You have a client booked for 9 a.m. on a Tuesday. You arrive at your office a half an hour early to prepare for the client’s arrival and wait for them well past the appointed hour. When they do not show up at 9 a.m., you give them another twenty minutes before beginning work on another project.
How would you, then, calculate that time in your no-show rate? And more importantly, why is it essential to do so?
As Benjamin Franklin said, “lost time is never found again.”
Unlike other elements of our lives, we cannot recover the lost opportunity of time, and in business, the lost opportunity of an appointment slot that goes unfilled. Each unfilled appointment slot in a schedule is a lost opportunity for a business to make money.
A no-show slot is even more damaging. A no-show means that the time was assigned to a person who did not show up, and therefore did not contribute to the businesses’ bottom line, and additionally prevented that time from being given to someone who would have added to the company’s revenue stream.
For the health of your business, seeing 100% of the appointment slots filled with paying clients should be your goal. Full schedules mean a steady stream of income and a healthy bottom line. This is why it’s important to understand exactly how much no-shows may be costing you.
Unfortunately, no business can boast a 0% rate of no-shows. However, many can say that they have a lower rate than other businesses in their field. These successful businesses have gotten to where they are by understanding their situation and addressing the underlying issues. You can’t take on the problem if you don’t have all the data. Here’s how to do it:
The first step in calculating your no-show rate is to find your average number of daily no-show appointments. It’s important to find the average number of daily no-shows: no one day is going to give you an overall view of what is going on.
Most experts recommend that you generate reports on no-shows monthly. Keep track of no-shows daily, and then compile those into monthly reports that show the average number of no-shows per day.
(As a note, it’s important to keep track of those that are true no-shows, and not count empty slots that are actually appointments that were rescheduled).
The second step is to find the average number of daily appointments that you book. Again, you want the average number over the course of the month. When you generate your monthly reports about the average number of no-shows per day in each month, make sure to also generate a report about the average number of appointments per day.
Once you have these two numbers as averages per day on a monthly basis, divide the average number of daily no-show appointments by the average number of scheduled appointments.
As an example, let’s say that in a given month, your business averaged 15 scheduled
appointments a day, and averaged 1 no-show per day.
1 ÷ 15 =.06
So your no-show rate is 6%. Many businesses have no-show rates somewhere between
2% and 15%, numbers which vary greatly based on the location of the business (urban, suburban or rural) and the type of business (legal, medical, beauty/salon, etc.).
Once you know your no-show rate, you can take the time to estimate how much each client no-show costs you and your business. This can help you both see in real numbers the impact that no-shows have (a way to incentivize you to make the changes necessary to reduce no-shows) and can help you see the way forward to making changes.
There is more than one way a no-show hurts your bottom line. Here are the elements that you should take into account when calculating the cost of each no-show:
Take the average number of no-shows per month (you should have that data from the work you did above) and multiply that by the average cost of an appointment at your business.
If, for example, an average appointment at your business costs $200, and you are averaging 20 no-shows per month, those no-shows are costing you $4,000 a month.

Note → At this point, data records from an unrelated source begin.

PR #3502, opened 2021-08-18
Add constructor to interval example in understanding null safety

### LINKED ISSUE #2763: 'Understanding null safety' page issue

Description of issue:
In the part [nullability-and-generics](https://dart.dev/null-safety/understanding-null-safety#nullability-and-generics) is the the following example: 

```dart
// Using null safety:
class Interval<T extends num?> {
  T min, max;

  bool get isEmpty {
    var localMin = min;
    var localMax = max;

    // No min or max means an open-ended interval.
    if (localMin == null || localMax == null) return false;
    return localMax <= localMin;
  }
}
```
and the after that the statement "Note we have no constructor this time, and that’s OK.". 

That's seems to be not true. I tried the example on my machine and the initialization for the fields is required, regardless if it's `<T extends num>` or `<T extends num?>`. 

Thats seems right to me because a few sentence later it is mentioned that " a nullable bound does not prevent users from instantiating the class with non-nullable types" which would lead to an exception if the fields are not initialized. So I think the documentation is wrong here.  

I'm currently using Flutter 1.24.0-8.0.pre.252, channel master and Dart 2.12.0 (build 2.12.0-45.0.dev).

parlough:
This is because without the types being T? the fields aren't implicitly initialized to null.

Fixes #2763

### DIFF
--- a/src/null-safety/understanding-null-safety/index.md
+++ b/src/null-safety/understanding-null-safety/index.md
@@ -1350,6 +1350,8 @@ You can also use a nullable *bound*:
 class Interval<T extends num?> {
   T min, max;
 
+  Interval(this.min, this.max);
+
   bool get isEmpty {
     var localMin = min;
     var localMax = max;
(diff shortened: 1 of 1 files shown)


kwalrath:
I just pinged Bob via email.

kwalrath:
Bob was out, so I just sent another reminder.

munificent (approved):
This is great, thank you!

When a client doesn’t show up for an appointment, it costs more than just the direct hit of the lost revenue that they would have paid you. The client not showing up creates an inaccurate schedule full of holes that in turn makes it difficult to create an accurate staffing schedule. If you are staffing based on client needs (staffing hours based on when clients will be there), this costs you money in payroll.

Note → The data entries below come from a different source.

PR #3506, opened 2021-08-19
Switch Effective Dart linter rule links to the local versions

parlough:
What do you think about switching these linter rule links to the local version? Allows users to stay on the same website.

For example, this guide:

image

Will link to: https://dart.dev/tools/linter-rules#camel_case_extensions

Instead of: https://dart-lang.github.io/linter/lints/camel_case_extensions.html

Staged at https://kw-dartlang-3.web.app. E.g. [before](https://dart.dev/guides/language/effective-dart/style#do-name-extensions-using-uppercamelcase), [after](https://kw-dartlang-3.web.app/guides/language/effective-dart/style#do-name-extensions-using-uppercamelcase)

### DIFF
--- a/src/_guides/language/effective-dart/design.md
+++ b/src/_guides/language/effective-dart/design.md
@@ -367,7 +367,7 @@ previous guidelines state, either:
 
 ### PREFER naming a method `to___()` if it copies the object's state to a new object.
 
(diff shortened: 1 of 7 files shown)


pq (approved):
👍

kwalrath (approved):
LGTM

When you are dealing with no-shows, your staff may then also spend time trying to rebook the open time slot, time that could have been spent on other tasks. This cost is harder to calculate but should not be overlooked.
When you are faced with many or multiple no-shows, you and your staff may be tempted to do one of two things. First, you may wait for the patient or client to show up in order to not lose the revenue of the appointment, thereby increasing the wait time for the clients who were booked after.
Secondly, you may be tempted to begin overbooking or double-booking in anticipation of no-shows so as not to lose revenue. Both of these have the potential to do real damage to your relationship with your clients who do show up. If you do not treat your reliable clients well, you risk losing future revenue from them.
In order to run an efficient and profitable business, it’s essential to understand your no-show rate and how it affects you and your clients.
Only once you have this information can you move forward and take the action needed to reduce no-shows and maximize your time.